Under threat of regulation, Google announced today it’s updating its Google Play billing policies to better clarify which types of transactions will be subject to Google’s commissions on in-app purchases. While the more detailed language doesn’t actually change the earlier policy’s intention, it will impact a percentage of developers who don’t currently use Google Play’s billing system when selling digital goods in their app. In addition, the company announced it will make changes in Android 12 that will make it easier for users to install and use third-party app stores as an alternative to Google Play.
The company says that its current billing policies only apply to less than 3% of apps on Google Play. Of those apps, 97% already use Google Play’s billing library. That means there’s only a small percentage of apps that will need to come into compliance under the clarified terms.
To make the transition easier, app developers will be given an extended 1-year grace period to introduce Google Play’s billing library into their apps, had they previously skirted Google’s policies around digital purchases.
Google will also give some businesses impacted by the pandemic the ability to opt-out of its payment policies for the next 12 months. This could apply to those businesses that had to move their previously physical services online — such as live events.
Apple recently did the same for Facebook’s paid events business on the iOS App Store.
Like Apple, Google collects a 30% commission on in-app purchases.

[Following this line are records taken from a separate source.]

PR #397, opened 2022-04-19
Capitalize function of String.py implemented

Madhav2310:


Smit-create (commented):
Remove the unnecessary changes present in the diff

Madhav2310 (commented):
Removed commented code

integration_tests/test_string.py
```diff
@@ -0,0 +1,10 @@
+from string import (capitalize)
+from ltypes import i32, f64, f32, i64, c32, c64
+
+def test_capitalize():
```
namannimmo10, line 4: Thanks for the PR. You'd need to call this function -- and add this file to `run_tests.py`.

namannimmo10, line 4: Thanks for the PR. You'd need to call this function -- and add this file to `run_tests.py`.

src/runtime/string.py
```diff
@@ -0,0 +1,17 @@
...
+hexdigits: str = digits + 'abcdef' + 'ABCDEF'
+octdigits: str = '01234567'
+punctuation: str = "#$%&'()*+,-./:;<=>?@[\]^_`{|}~"
+
+def capitalize(s: str) -> str:
+    """
+    Return a copy of the string with its first character capitalized and the rest lowercased.
+    """
+    result: str
+    result = s[0].upper() + s[1:]
```
namannimmo10, line 16: Right now, `.upper()` won't work. We should implement this in the library.

namannimmo10, line 16: Right now, `.upper()` won't work. We should implement this in the library.

Madhav2310: Shall I wait for the implementation of .upper() or proceed via other techniques like adding to its ASCII value to convert to capital?

certik: You can implement upper as a function in `string.py` for now.

faze-geek: @certik @Madhav2310 I came across this while surfing another `string` issue . I have implemented upper as a function 
```
def upper1(s):        # plain python 
    alphabet = 'abcdefghijklmnopqrstuvwxyzABCDEFGHIJKLMNOPQRSTUVWXYZ'
    result = ''
    for x in s:
        for pos in range(52):
            if alphabet[pos] == x:
                i = pos
        if x not in alphabet or i>=26:
            result += x
        else:
            result += alphabet[i+26]
    return result

def upper2(s):      # using some inbuilt functions like ord() , chr()
    result = ''
    for char in s:
        if ord(char) >= 97 and ord(char) <=122 :
            result += chr(ord(char) - 32)
        else :
            result += char
    return result
```
Adding related functions like `lower`,`islower` ,`isupper` wouldn't be difficult either. Should I go ahead with this ? I think these can be updated in `lpython_builtin.py` or simply make a new file `runtime/string.py` which would also support this PR !

certik: @faze-geek yes, go ahead and implement those, and add tests.

Madhav2310: @faze-geek Thank you for your inputs! I'll go ahead and commit these functions with this PR. Do tell if you come up with further additions. 
cc: @certik @czgdp1807

Madhav2310:
@namannimmo10 @czgdp1807 Could you please assist me with the following error?
```
(lp) madhav@madhav-ThinkPad-E590:~/lpython$ lpython test_string.py
  File "/home/madhav/lpython/src/bin/../runtime/lpython_parser.py", line 6, in <module>
    filename_out = sys.argv[2]
IndexError: list index out of range
The command 'python /home/madhav/lpython/src/bin/../runtime/lpython_parser.py test_string.py' failed.
```

Madhav2310:
Once this is properly implemented, I'll add more tests

faze-geek:
@Madhav2310 have you pushed from your main ? I think it was not in sync with the current master, so you should have fetched and pulled it before . Anyways It is better to open a new branch for a pr. I have tackled this issue previously-

You can restore your master branch like this:
```
# make sure the working directory is clean and you are on master
git status
git checkout master

# completely delete the last x wrongfully pushed commits
git reset --hard HEAD~x

# update local master from the main repo master
git remote add upstream <url of lcompilers/lpython>
git fetch upstream
git rebase upstream/master
```
That will restore your master branch to reflect the main one. To make a PR use
```
# first update your main
git checkout main
git fetch upstream
git rebase upstream/main

# Now create a new branch from your updated main
git checkout -b pr_mybranchname

# Now make changes, commit and push etc.
```

Madhav2310:
Yep, I'll make a new PR for this, thank you!

PR #402, opened 2022-04-20
fixed iterator syntax

yashsain:
here, in the if statement the syntax was incorrect. I have modified it to make it correct.


certik (approved):
Thanks for the fix. To be precise, the syntax only seems to be supported by some compilers, but not all.

Issue #398, opened 2022-04-19
Fixing bugs and improving printing of diagnostic messages


certik:
Now when we can test error messages (see `tests/errors`), we should work on improving how they are printed, and if we need any more information stored in the `Diagnostics` class, we can do that too.

Some bugs to fix:

* [ ] https://github.com/lcompilers/lpython/pull/391#discussion_r853102454

Urgent improvements:

* [ ] When two error labels are on the same line, we have to draw an ascii-art from the underline (both on the same line) to the label (on two separate lines)
* [ ] When error labels point to different files, we draw both files, make sure everything works with multiple files
* [ ] Error labels in a single file should be merged, and lines sorted (currently a later line in a file can be printed first)

Once these are fixed and tests added, we should work on good error messages, for example when you call a function `f(1, 2)` and some of the arguments don't agree, to highlight the declaration (possibly in different file), show where it was imported in the current file, show the expected type, show the current type, and so on.

Other improvements:

* [ ] Optionally using unicode box drawing characters
* [ ] Optionally experiment with highlighting the text itself (in red or blue, possibly in the background) instead of using the `~~~` and `----` underlines, this should save vertical space. This must be optional, as you need to be able to see colors. With `--no-color` we should still print underlines.
* [ ] We can also experiment with some nice html output, possibly printing the source code (syntax highlighted) and then highlighting errors/warnings/hints somehow, and when you hover over it with a mouse, show more information.

Thirumalai-Shaktivel:
Thanks for pointing it out!
This issue is related to `--indent` which was also reported [here](https://gitlab.com/lfortran/lfortran/-/issues/533)! Yup, we need to fix this...

certik:
Here is another one: https://github.com/lcompilers/lpython/pull/412#discussion_r856247040

Smit-create:
```
4 |     x: i32[4] = [1, 2, 3, 4]
  |     ^           ^^^^^^^^^^^^
  |     +-- i32[4]           |
  |                          +---- list[i32]
```
 Does this design seems general? because this is looking specifically to the assignment. Moreover, looking into this, I see that we might also need to pass additional information in semantic errors to show this kind of error.

certik:
Yes, the design is general (almost any message can be encoded), but the visualization of the diagnostic messages is not.

certik:
[...]

PR #408, opened 2022-04-21
Add support for list insert and remove

Smit-create:


certik (approved):
Excellent, very good. Do you want to add tests for the errors as well? I think we can start testing all error messages. That will help later on once we make changes as part of #398, to see how the messages change and that we didn't forget about some corner case. So we need a lot of tests for our error messages. Also from the tests we can see how the messages look like and try to improve them.

Smit-create:
> Do you want to add tests for the errors as well? I think we can start testing all error messages. That will help later on once we make changes as part of #398, to see how the messages change and that we didn't forget about some corner case

Sure, that makes sense.

PR #411, opened 2022-04-22
Fixes overload issue with subroutines

### LINKED ISSUE #399: Different behaviour of overload with return and without return
On this python code, `overload` works fine and prints `3` as the result:
```py
@overload
def add(a: i32) -> i32:
    return a

@overload
def add(a: i32, b: i32) -> i32:
    return a+b

print(add(1, 2))
```

But the following one fails:
```py
@overload
def add(a: i32):
    print(a)

@overload
def add(a: i32, b: i32):
    print(a+b)

add(1, 2)
```

ASR:
```
    throw LFortranException("ASR verify failed: " + error_msg);
LFortranException: ASR verify failed: 92:100: SubroutineCall::m_name cannot point outside of its symbol table
```

Smit-create:
Fixes #399

### DIFF
--- a/integration_tests/test_generics_01.py
+++ b/integration_tests/test_generics_01.py
@@ -1,6 +1,7 @@
 from overload_testing import foo, test
-from ltypes import overload, i32
+from ltypes import overload, i32, i64
 import overload_testing2
+
 
 @overload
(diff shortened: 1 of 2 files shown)


certik (approved):
Excellent, thanks!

Google also said it won’t limit developers’ ability to communicate with customers, including about alternative ways to pay — in stark contrast with Apple.
“To clarify, Google Play does not have any limitations here on this kind of communication outside of a developer’s app. For example, they might have an offering on another Android app store or through their website at a lower cost than on Google Play,” the company noted. “We understand the importance of maintaining the customer relationship. As such, we have also always allowed developers to issue refunds to their customers and provide other customer support directly,” it said.
Bloomberg had previously reported Google was planning to increase its push for a cut of Play Store apps’ in-app purchases.
The policy updates indicate how Google is responding to the increased regulatory scrutiny of its Android mobile platform and how it operates its app store, Google Play. These matters have recently been the subject of antitrust investigations in the U.S. and other markets, where governments are attempting to determine if the current crop of tech giants have been abusing their power by way of anti-competitive business practices.
At issue is the fact that app stores have become the default way — and in some cases, the only possible way — for developers to distribute apps to mobile consumers. But these app stores also commission many of the apps they distribute, even when the platform maker itself offers a competing product. For example, the stores distribute alternative music streaming services, like Spotify, and take a cut of its subscription revenues. At the same time, they also offer their own music streaming service, like Apple Music or Google’s YouTube Music.
In other cases, larger app publishers like Epic Games don’t want to pay app stores for distribution and billing services, as they’re capable of providing the platform and tools for distribution and can bill their customers directly. In Apple’s case, Epic has engaged in a lawsuit over the matter which is still ongoing. A group of developers, including Epic, also last week launched a coalition to demand more “fairness” in the app industry and to fight back against what they perceive to be app stores’ overreach.
Google’s app store business hasn’t received quite the same level of attention as Apple’s because it already offers users the ability to sideload apps. That means users can toggle a setting to install apps hosted outside of the Google Play Store.
In an announcement today, Google also says it will make changes in next year’s release of Android 12 that will make it easier for consumers to use other app stores on Android devices, without compromising Android’s existing safety measures. Google hasn’t said what these changes may include, but one area of concern has been how the Android OS approaches the messaging around sideloading apps.
Today, it presents the option as only a serious security risk that users must manually enable. More recently, it limited sideloading in its Advanced Protection Program, which is designed for high-profile Google users, like politicians or public figures, or those whose accounts could be targeted by hackers, like journalists or political dissidents.
That means reasonably safe alternatives to Google Play have more difficulty acquiring users.
The company said the changes related to third-party app stores were directed by developer feedback.
Google stressed, too, that its policies are applied universally, even to its own apps.
“Our policies apply equally to all apps distributed on Google Play, including Google’s own apps. We use the same standards to decide which apps to promote on Google Play, whether they’re third-party apps or our own apps,” the company said, in an announcement. “In fact, we regularly promote apps by Google’s competitors in our Editors’ Choice picks when they provide a great user experience. Similarly, our algorithms rank third-party apps and games using the same criteria as for ranking Google’s own apps,” it added.